Developers, for example, can get the Android source code and use it to create their own version. A code repository allows a startup to easily obtain codes that will assist them in adding a new feature to their app or service.

Since anyone can sign up for free and host a public code repository, GitHub is extremely popular among open-source projects. Because of its user-friendly design, even inexperienced coders can benefit from these capabilities.

Microsoft Corp., Meta Platforms Inc. (Facebook), and Google LLC all make their source code available for others to use and develop on GitHub. In 2018, Microsoft paid $7.5 billion for GitHub, making it one of the company’s most costly acquisitions ever.

Google’s Android operating system source codes are also available on the platform. Facebook’s Android and iOS software development kits are available on GitHub. 

Harassment, discrimination, and encouragement to violence are all prohibited on GitHub. It has deactivated the accounts that were hosting the app, although its hosting capability isn’t intended for widespread use.

Apps downloaded from GitHub are unfinished and frequently contain flaws. Unlike social media, though, GitHub lacks filtering algorithms. 

In certain criminal cases if the crime is such that there is an involvement of any foreign territory, then the statutes in India would not be the ones who would be applicable directly. There are various mutual treaties which are signed between the countries in order to catch hold of the offenders and that they are punished appropriately. 

In criminal cases, MLATs are bilateral agreements between countries to provide international collaboration and support.

These agreements allow the participating countries to share evidence and information in criminal and related matters. Section 105 of the Criminal Procedure Code (CrPC) mentions the Central Government’s obligation to make reciprocal arrangements with foreign governments for the delivery of summons, warrants, and judicial processes.

With 42 nations, India has signed Mutual Legal Assistance Treaties/Agreements. 

To obtain information from corporations situated abroad, authorities must follow a procedure outlined in the Mutual Legal Assistance Treaty (MLAT). This is a time-consuming process involving several foreign ministries.

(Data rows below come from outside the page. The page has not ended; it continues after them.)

PR #10070, opened 2020-09-19
Resolve new Xcode 12 deployment target warning

### LINKED ISSUE #9884: Raise default macOS/iOS deployment target
* [X] I've read and understood the [*CONTRIBUTING* guidelines and have done my best effort to follow](https://github.com/CocoaPods/CocoaPods/blob/master/CONTRIBUTING.md). 🌈

# Report

## What did you do?

Built a macOS project that includes pods which do not have the deployment target set for macOS (for example, [`Argon2`](https://cocoapods.org/pods/Argon2)).

Compile without errors and warnings.

## What happened instead?

It seems that starting with Xcode 12, I get a warning when building those pods (I don't get them with Xcode 11):

`The macOS deployment target 'MACOSX_DEPLOYMENT_TARGET' is set to 10.6, but the range of supported deployment target versions is 10.9 to 10.16.99.`

Since 10.6 is ancient, it would be nice to raise the default deployment target for macOS to 10.9 to prevent this warning.

paulb777:
Fix #9884

Sets deployment_target to max of the Podfile and podspec specifications

Integration test PR at https://github.com/CocoaPods/cocoapods-integration-specs/pull/294

### DIFF
--- a/CHANGELOG.md
+++ b/CHANGELOG.md
@@ -12,8 +12,9 @@ To install release candidates run `[sudo] gem install cocoapods --pre`
 
 ##### Bug Fixes
 
-* None.  
-
+* Resolve new Xcode 12 deployment target warning  
+  [Paul Beusterien](https://github.com/paulb777)
+  [#9392](https://github.com/CocoaPods/CocoaPods/issues/9884) 
 
 ## 1.10.0.rc.1 (2020-09-15)
 
--- a/lib/cocoapods/installer/analyzer.rb
+++ b/lib/cocoapods/installer/analyzer.rb
@@ -860,6 +860,8 @@ module Pod
           minimum = Version.new('8.0')
           deployment_target = [deployment_target, minimum].max
         end
+        # Set deployment_target to max of the Podfile and podspec specifications.
+        deployment_target = [deployment_target, target_definitions.first.platform.deployment_target].max
         Platform.new(platform_name, deployment_target)
       end
 
--- a/spec/unit/installer/analyzer_spec.rb
+++ b/spec/unit/installer/analyzer_spec.rb
@@ -2465,6 +2465,46 @@ module Pod
       end
     end
 
+    describe 'platform version' do
+      before do
+        @banana_spec = fixture_spec('banana-lib/BananaLib.podspec')
+        @podfile = Pod::Podfile.new do
+          target 'SampleProject' do
+            pod 'BananaLib', :git => 'example.com'
+          end
+        end
+        @analyzer = Pod::Installer::Analyzer.new(config.sandbox, @podfile)
+      end
+
+      it 'returns static library default ios deployment target of 4.3' do
+        target_definition = fixture_target_definition('App')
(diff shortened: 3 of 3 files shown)


aaronbrethorst:
🎉 thank you, Paul!

lib/cocoapods/installer/analyzer.rb
```diff
@@ -860,6 +860,8 @@ def determine_platform(specs, target_definitions, build_type)
           minimum = Version.new('8.0')
           deployment_target = [deployment_target, minimum].max
         end
+        # Set deployment_target to max of the Podfile and podspec specifications.
+        deployment_target = [deployment_target, target_definitions.first.platform.deployment_target].max
```
dnkoutso, line 864: hmmm why the `first` target definition? I guess it doesnt matter because if a pod is embedded between two target definitions with different deployment targets then we split the pod target into each deployment target?

segiddins:
I think this is a breaking change?? We intentionally use the deployment target specified in the podspec, and changing the deployment target can cause code to stop compiling

lib/cocoapods/installer/analyzer.rb
paulb777: Yes this function is already making that assumption.  See line 854.

paulb777:
@segiddins It seems that Apple generally supports code building for future deployment targets, but I suppose there could be breakage for API removals or deprecation warnings.

Would it be reasonable to make this change on a new Podfile option for the cases where it does work and to support those who want to get rid of the Xcode 12 warning?

Or maybe we should wait a bit to see if a future Xcode provides a better way to deal with libraries supporting earlier iOS versions than Xcode 12.0: https://forums.swift.org/t/minimum-ios-version-xcode-12-and-build-warnings/40224

paulb777:
https://github.com/firebase/firebase-ios-sdk/issues/6502 is an example of why this PR is potentially breaking and that doing it on option might be the best route.

CHANGELOG.md
```diff
@@ -12,8 +12,9 @@ To install release candidates run `[sudo] gem install cocoapods --pre`
 
 ##### Bug Fixes
 
-* None.  
-
+* Resolve new Xcode 12 deployment target warning  
+  [Paul Beusterien](https://github.com/paulb777)
+  [#9392](https://github.com/CocoaPods/CocoaPods/issues/9884)
```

The Delhi Police issued a notice to GitHub under the Criminal Procedure Code, requesting the IP address of the web page where the programme was shared in the Sulli Deals case.

According to a report in The Hindu, the corporation reacted in October by saying that the police would have to follow the protocol outlined in MLAT. (For this reason, India’s impending Personal Data Protection Bill demands for the storage of some types of data within the country’s borders, among other things.)

It is nearly hard to prevent such tragedies with the introduction of technology and, in particular, social media platforms. Popular social media platforms like Facebook and Twitter utilize a combination of people and artificial intelligence (AI) to filter out criminal and offensive content, but these systems are far from flawless.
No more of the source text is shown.